● **Problem to solve**
Beginning with the line that contains "The use-cases I've", extract each line through the end of the listing below, with no additions or omissions.

● **Supplied records**
Issue #8207, opened 2022-12-08
[css-grid-3] Masonry - align-tracks / justify-tracks potentially not desirable for accessibility.


bfgeek:
This feature of css-grid-3 allows developers to align tracks individually. However this creates a disconnect pretty quickly with the "visual order" and the "box order" of the document.

Example 9 in the spec demonstrates this well:
https://drafts.csswg.org/css-grid-3/#masonry-axis-alignment

The tab order for above would be 1,2,3,4... etc. However the visual order for that example definitely not that :).

The use-cases I've seen here typically align masonry axis tracks together rather than individually.

Something to lean on here might be something similar to how flexbox works in that you can start the masonry algorithm for the "end" side, instead of the "start" (e.g. row-reverse and friends).

Note this problem is different to alignment on individual grid/flex items, as for those layout modes alignment happens within a line/track, and the visual order still matches the box order.

PR #9444, opened 2023-10-06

● **Solution for this problem**
The use-cases I've seen here typically align masonry axis tracks together rather than individually.

Something to lean on here might be something similar to how flexbox works in that you can start the masonry algorithm for the "end" side, instead of the "start" (e.g. row-reverse and friends).

Note this problem is different to alignment on individual grid/flex items, as for those layout modes alignment happens within a line/track, and the visual order still matches the box order.

PR #9444, opened 2023-10-06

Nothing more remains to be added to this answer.